A New Diagnosis?

When signs of this injury first made themselves known, a whopping 5-months ago, my worst fear was that it was a torn labrum in my hip. Well, guess what? That may very well be a reality.

There have been a number of diagnoses in the last several months, all of which were probably correct, but not the underlying cause. My hip flexor was certainly strained, and I did (and maybe still) have a stress fracture in my femoral neck.

Since things have not healed as quickly as the doctors liked, we were preparing to make a new MRI appointment. When scheduling, I learned something I wasn’t supposed to know, at least not yet.

At first my doctor scheduled the MRI for the first available time, which was right in the middle of the work day. I had that rescheduled for bright and early the next morning at 6:45. The hope was I could get the MRI done, and come into work afterward.

A few minutes after making the appointment, I received a phone message. That appointment time would not work because the radiologist wouldn’t be present. I called back. Why would the radiologist need to be present? According to my doctor’s instructions, the radiologist has to inject me with a dye so that they can see the tear.

The tear? I paused a moment on the phone. This was the first I’d heard that I may have a tear. It was then that she fell silent. She double checked, and confirmed that these were the instructions from the doctor.

Although it is not certain that a tear is what this is, it does make a lot of sense. It is possible that the tear occurred somewhere around Bridge to Bridge, when I thought the injury first happened, and subsequently became worse when I continued to exercise on it. The stress fracture could have developed later. That would explain how the nature of the injury has evolved between rest and activity, at some points more painfully than others.

Although the pain has subsided, and this has become a lot easier to deal with in recent weeks, the hip clicks and pops a lot, which also suggests a tear. In my completely unqualified, not very medical opinion, I think that’s what it is, but I think it is a small tear.

I have a lot of doctor friends, many of whom have suggested that this could have been an overuse injury. That could be true, but it really has not felt that way. I was in tremendous physical shape this past year, possibly the best shape I have been in my entire life. When the injury took place, I had actually been winding my activities down for the end of the season, and not pushing hard. In hindsight, if I were to get an overuse injury, that probably would have occurred in the spring when my miles were at an all time high. A one-time, out of the saddle tear just seems to fit better

Tuesday is my MRI. If the news is bad, I may find out something next week. If not, it’ll be when I meet with his assistant on 2/28.

A couple friends of mine pointed out that Lady Gaga also had a hip labrum tear, and had to cancel her tour. Nothing against the musician, but I doubted I would have anything in common with her.

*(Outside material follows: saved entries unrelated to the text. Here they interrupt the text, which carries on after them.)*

PR #3100, opened 2024-02-03
Fix for RoW Disappearing and Aetheric Dominion (Whole Army) appearing when not wanted

Mayegelt:
Fix for RoW Disappearing when you take an allied detachment (Basically moved the RoW selection from LA Lib to each individual legion list and turned off import) Aetheric Dominion (Whole Army) from the DOTRS appearing when not wanted in armies like Militia. Fixed by turning off Import.

### DIFF
--- a/2022 - LA - Sons of Horus.cat
+++ b/2022 - LA - Sons of Horus.cat
@@ -6368,7 +6368,7 @@ A Warlord with this Trait gains a bonus of +1 to its Leadership Characteristic w
         <categoryLink id="7254-ed68-3002-6891" name="New CategoryLink" hidden="false" targetId="d494-e450-d4aa-579a" primary="true"/>
       </categoryLinks>
       <entryLinks>
-        <entryLink id="ae0-abdc-31f7-210b" name="Rites of War (Text Only / Work in Progress)" hidden="false" collective="false" import="true" targetId="cf3e-1d75-6f91-651f" type="selectionEntryGroup">
+        <entryLink id="ae0-abdc-31f7-210b" name="Rites of War" hidden="false" collective="false" import="true" targetId="cf3e-1d75-6f91-651f" type="selectionEntryGroup">
           <modifiers>
             <modifier type="set" field="797b-0bd6-8cbf-f25a" value="0">
               <conditionGroups>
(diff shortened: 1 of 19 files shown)


Mayegelt:
Not sure why this has looked so messy on the commit...
I'll try again.

Mayegelt:
Ok mess fixed. Not sure why it put in a load of junk code. Probably due to me saving in BS then resaving in NR.

2022 - LA - Sons of Horus.cat
```diff
@@ -6358,4 +6358,34 @@ A Warlord with this Trait gains a bonus of +1 to its Leadership Characteristic w
...
+    <selectionEntry id="3b55-a060-d00a-20e7" name="Rite of War" hidden="false" collective="false" import="false" type="upgrade">
+      <constraints>
+        <constraint field="selections" scope="parent" value="1" percentValue="false" shared="true" includeChildSelections="false" includeChildForces="false" id="eb90-9235-aa1-ac41" type="min"/>
+        <constraint field="selections" scope="parent" value="1" percentValue="false" shared="true" includeChildSelections="false" includeChildForces="false" id="c6fd-e5cb-7f2d-154a" type="max"/>
+      </constraints>
+      <categoryLinks>
+        <categoryLink id="7254-ed68-3002-6891" name="New CategoryLink" hidden="false" targetId="d494-e450-d4aa-579a" primary="true"/>
+      </categoryLinks>
+      <entryLinks>
+        <entryLink id="ae0-abdc-31f7-210b" name="Rites of War (Text Only / Work in Progress)" hidden="false" collective="false" import="true" targetId="cf3e-1d75-6f91-651f" type="selectionEntryGroup">
```
The4D6, line 6371: Why is the category "Text Only / Work in Progress" ?

Mayegelt: > Why is the category "Text Only / Work in Progress" ?

That's an odd revert...
I think it's dating back from when the files were initially constructed. So NR has ported over the link with the text for the link as it used to be read when the entry link used to be links to the group selection entry which had that name...

Mayegelt:
Here is a picy of where the thing was copied from in the LA file :D

image

nstephenh (changes requested):
Instead of doing this, couldn't we just prevent militia from importing LA?

nstephenh:
Alternative proposed in #3101. I prefer mine, but will take this one if that's what y'all prefer.

Mayegelt:
> Instead of doing this, couldn't we just prevent militia from importing LA?

I am not sure why the LA file was importing militia i assume that was a reason for it.

Issue #3099, opened 2024-02-02
Solar Auxilla or Imperialis Militia minimum + Mech allied detach


giloushaker:
**Describe the bug**
The `Solar Auxilla or Imperialis Militia` category is only added on the `Imperialis Militia` entry if there is `Templar Assault (IF)`,
which (allegedly) is not required for a Mech allied detach

**To Reproduce**
1. Go to (https://www.newrecruit.eu/app/list/zWcuM)
2. Scroll and and click "Import List"
3. See error in the roster

**Expected behavior**
No Error

**Device and data:**
 App being used to create lists: New Recruit

**Additional context**
https://discord.com/channels/736936369670193332/1202756964325793822/1202765438446997564

The4D6:
This is an issue with NewRecruit, not with our data set, so it is being handled by them

giloushaker:
The warlord one is NewRecruit specific. i fail to see how this one is an issue with NewRecruit.

nstephenh:
@The4D6 I'm reopening this

The4D6:
@nstephenh @Mayegelt 

Please can you guys try to repro this issue in BattleScribe as I cannot

giloushaker:
Seems its just BattleScribe not showing that error, even though it should.

PR #3101, opened 2024-02-04
Move shared profiles to GST

nstephenh:
Instead of #3100 moving the rites of war, we can just not import the LA library into militia. This will fix rites of war from appearing in militia. (#3099 ?)
Keeps @Mayegelt 's fix for: Aetheric Dominion (Whole Army) from the DOTRS appearing when not wanted in armies like Militia. Fixed by turning off Import.


Mayegelt:
I didn't know why Militia was imported. So assumed there is reason for it.
If there is not then it seems ok to do as you suggested.

The4D6:
It was imported in order to use the same profiles for the land raider and rhino, so that of they were ever updated in the future we would only have to update one thing

Mayegelt:
Fair enough. So I guess either clone those 2 or move to GST or have a shared asset library.

nstephenh:
This PR moves them to the GST, apologies for not communicating that properly.

The4D6 (approved):
Seems like a reasonable fix, I didn't realise this would casue issues, sorry!

Issue #3113, opened 2024-02-13
Thousand Sons Khenetai Occult Cabal Blademaster has incorrect points of 5 for Meltabombs - should be 10


anthonylerpiniere:
**Describe the bug**
Thousand Sons Khenetai Occult Cabal Blademaster has incorrect points of 5 for Meltabombs - should be 10

**To Reproduce**
1. Add Khenetai Occult Cabal to a roster
2. Select Khenetai Blademaster
3. Meltabombs show as 5 points instead of 10

**Expected behavior**
Meltabombs for the Khenetai Blademaster should be 10 points

**Screenshots**
![Screenshot 2024-02-13 at 11 03 09](https://github.com/BSData/horus-heresy/assets/68685410/13e3c04e-51b9-49ef-b5bb-7cadeab4d631)

**Device and data (please complete the following information):**
 - OS: macOS Sonoma 14.2.1
 - App being used to create lists: Battlescribe
 - App version: 2.03.21
 - Data release version: 18.2.0, Thousand Sons v31

PR that fixes this issue: https://github.com/BSData/horus-heresy/pull/3114

PR #3114, opened 2024-02-13
Update 2022 - LA - Thousand Sons.cat

anthonylerpiniere:
## Fixed Units
Amend points cost for Khenetai Occult Blademaster Meltabombs from 5 to 10

### Related Issues

* closes # [3113](https://github.com/BSData/horus-heresy/issues/3113)


anthonylerpiniere:
I have no idea - I tried it twice and had the same result.  I've only updated the value for the meltabombs using Data Editor.  Something to do with the version of BattleScribe I have installed (2.03.21)?

anthonylerpiniere:
Saved in NR Editor and pushed changes.  The numerical changes have been sorted.  It looks like some of the other  elements have moved around in the file, but the values look to be the same.  The game system revision has been increased to 100 which isn't something I changed in the editor so not sure if that's a problem or not.

nstephenh:
> The game system revision has been increased to 100 which isn't something I changed in the editor so not sure if that's a problem or not.

Game system revision auto-updates from the revision number of the game system. That's fine.

nstephenh (approved):
While the other stuff moving around is annoying, it's probably just because the thousand sons cat hasn't been edited in a while and newrecruit has likely made changes to the saving code.

Issue #3153, opened 2024-03-28
Imperial Fist Tartaros Command squad unable to select Vigil Storm Shield


kd7svh:
**Describe the bug**
Imperial Fist Tartaros Comand Squad is missing the option to replace it's ranged weapon with a Vigil Storm Shield.

1. New Recruit -> Horus Heresy (2022) -> Imperial Fists
2. Add Tartaros Praetor.  This model can correctly select a Vigil Storm Shield ("Legion Specific Upgrade")
3. Under "Retinue" option, select "Command Squad, Tartaros"
4. Note that there is no option for Vigil Storm Shields.  This should be in the "Terminator Ranged Weapon" section as it replaces their combi-bolter (unlike with the Praetor)

**Expected behavior**
In the "Terminator Ranged Weapon" section there should be the option to replace the combi-bolter with a Vigil Storm Shield.

**Device and data (please complete the following information):**
 - OS: MacOS
 - App being used to create lists: New Recruit
 - App version: v242
 - Data release version: Can't see an overall version but the Imperial Fists list states "rev 32"

**Additional context**
This all happened due to bug "Imperial Fists HQs Cannot Swap Guns for Shields #3069"

Where user The4D6 stated:
"I may be wrong here, so feel free to correct me if I am.
Both kinds of Imperial Fists terminator praetors have the option to exchange a combi-bolter for a vigil storm shield for 10pts.
They should not have this option."

He is wrong.  Very wrong.  Liber Astartes pg 228 clearly states that Imperial Fist Tartaros and Cataphractii units and command squads can replace their combi-bolter with a Vigil Storm Shield.  +15 points for Tartaros squads and +10 for Cataphractii.

Not to be a jerk, but it's really annoying that this got broken because some random files a bug stating what he THINKS is a problem and does zero actual investigation.  This is made worse by the fact you guys just took his word for it.  Hot tip, if a bug report starts with "I may be wrong" just assume they are.  Particularly if they aren't going to back their nonsense up with references.

Mayegelt:
Hi ya.
The issue has actually emerged due to something else being changed by the looks of it.
If you notice if you takeba command squad of termy with a regular praetor (not Cata or Tart) the option to replace the ranged weapon works fine.
However it seems when you select a Cata or Tart Praetor with the Cata or Tart Command squad the issue seems to happen.

It will be fixed again. Unfortunately this has happened a couple of times in exactly the same scenario of X + Y not allowing Z.
[...]

PR #3154, opened 2024-03-28
Vigil Storm Shields again and Sabre Pintle weapons

Mayegelt:
#3153
Issue happened again with the coding of the Termy weapon SGSE for vigil shields in Jan/Feb. This fix was put in to fix that Termy Praetors were mistakenly being given an option to swap their combi weapon for a vigil shield. However in fixing it it then locked out any command squad they took from taking them (though was ok for Artificer Praetors). It was a problem with "Ancestor Of" being used for the Praetors without making an exception for the command squad that comes below them.

I have made what seems to be a fix by splitting the "OR" for hidden from just Cata or Tart praetor as Ancestor to then have 2 "AND" sections of the same function, but then added 2 additional lines to also check to make sure they are "ancestor is not instance of cata / termy command squad" as well.

I've only tested on BS, and I know NR handles things differently.


Mayegelt:
Fix for Sabre Tanks Pintle Weapons.
There was an issue on BS that when you selected any of the combi weapon options for sabres, it was enforcing the selection on the whole group. This was down to the entries linked were for some reason linked to the "Collective" version of the weapons, and not the individual ones.

Mayegelt:
Strange things going on. It is saying over 50,000 changes, gunna try to work out why. This happened before and on resubmitting the changes it worked.
Edited in NR editor, so shouldn't have issues...

Mayegelt:
@nstephenh @The4D6 Ok. I have changed the bits I needed to. However as you might be able to see from the other pull request. It seems when I save (even if the only change I made was change the version number) it then throws a fix and changes 50,000 entry lines.
I am assuming this might be something with that code that was put in to remove spaces or removing the .0s or something...

PR #3155, opened 2024-03-28
Test of why it is making so many changes to file.

Mayegelt:
This is just a test...


Mayegelt:
@nstephenh @The4D6 
So no idea what is going on with this.
It seems when I save (even if the only change I made was change the version number) it then throws a fit and changes 50,000 entry lines.
I am assuming this might be something with that code that was put in to remove spaces or removing the .0s or something... This was done in NR editor. But something is clearly messed up somewhere, but no idea where or why.
A couple of these attempts are just downloading and reuploading the file. But as soon as that save button is hit after a change (even just the version number) it then says there are way more changes than there are.

Issue #3152, opened 2024-03-26
Veterans Counting Drop Pods 1-in-5


The4D6:
For the purposes of determining how many specialist weapons can be taken, Legion Veteran squads are counting their dedicated transport as a model in the unit.

This does not strike me as intended behaviour

nstephenh:
I can see a couple ways of solving this, both for this instance and long term.
### Option 1: 
We move units into a subunit inside of the unit. This also fixes count issues, where units display like this:
![image](https://github.com/BSData/horus-heresy/assets/3454308/d03a838b-a0bf-4a80-bc30-004888cc6645)
You can see an example on this branch/commit: https://github.com/BSData/horus-heresy/commit/5b5456c8a66173ba3240e4138744c14b615c8bfc
The one issue I forsee with this is if we need to then do a "number of models in the parent" check for "dedicated transport if 10 models or less" then we can't count number of models.
### Option 2:
We add a category for "models, excluding the transport. Example below: This we don't need to apply everywhere, we can do it ad-hoc.
https://github.com/BSData/horus-heresy/commit/cc55e1727c773e04f30a70c531f79653c7b81907
### Option 3:
Count models of a particular unit type (generally infantry) in the unit. 
This relies on us setting this properly for all model entries, which I don't think we've done. I might be able to do a script for it. This is the same as option 2 it just uses something pre-existing in the data.
### Option 4:
Both? Both is good. Do option 1 for the grouping improvements and option 3 for improved data + fix the issue with option 1.
### Option 5:
Change dedicated transports to "mounts" instead of models. This might break anything that counts number of models in force.

Mayegelt:
For me "Mounts" is a new thing I believe. Could a new new thing of "Dedicated Transport" be made for us?

Otherwise to me it seems easy enough to go for the option of "Count models in unit" as current. But with any with the option for dedicated transports, then include a "-1 if selection of (insert dedicated transport SEG)"

nstephenh:
> "Count models in unit" as current. But with any with the option for dedicated transports, then include a "-1 if selection of (insert dedicated transport SEG)"

We can't do that on the repeat, only on the final result. So it ends up looking like: (decrement max 0 should be decrement max 1)
![image](https://github.com/BSData/horus-heresy/assets/3454308/512db336-18c6-4c6a-8be3-87c770b37138)

[...]

PR #3160, opened 2024-03-28
Set types onto models based on their profiles

nstephenh:
This sets the categories on all models that have a profile or profile link as a direct descendent. This will allow us to check, for example, the number of infantry models in a given unit for #3152 .

It's also an improvement in data quality, and highlights some errors in the existing data like misspellings or missing unit types.


The4D6 (dismissed):
I can't seem to see any units that are missing form this change.

As long as we commit to applying this to future releases (eg Blackshields and Shattered Legions, though they use the marines units) then we should be ok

That said, my tour will also be canceled if this is a tear, but for how long is the question.


10 responses to “A New Diagnosis?

  • bgddyjim

    I clicked the ‘like’ button, don’t take it the wrong way, brother. My thoughts and prayers are with you.

  • Richard Ridlehuber

    Getting the proper diagnosis is the best way to get the correct treatment with long term benefits. I know this setback is difficult to deal with, but it is just another thing to overcome – and YOU CAN OVERCOME IT !

  • Noah Hawk

    Dude, if it makes any difference, my old running coach Margie Shapiro is a pro triathlete who was laid up with a torn labrum when I met her – she’s KATN at IM 70.3 races all over the place now. You’ll make it through too, ’cause you gotta go to France and see the Alps.

    • aaronwest

      That’s very encouraging. Thanks, Noah. I know that this would heal and I could function fine, but would not be able to continue such an active lifestyle. I’ll do what I can to get fixed, and hopefully will enjoy a fraction of Margie’s success.

  • suzecycling

    This must be such a drag and so much more frustrating than you let on in your blog … I would be crazed. Or maybe crazy. Hoping they will get the diagnosis straight … so as to speed up the treatment/recovery. Best of wishes!!!

    • aaronwest

      Frustrating at times, but I will not complain too much about sitting on the couch, watching excellent TV and movies while being waited on hand and foot. 🙂

      In truth, it has been a difficult few months, but I try to remain positive. There are others who have it a lot tougher, and I know that this will pass eventually and I’ll resume the adventures I live for.

  • Jim Brennan

    I feel for you, my friend. Keep the faith.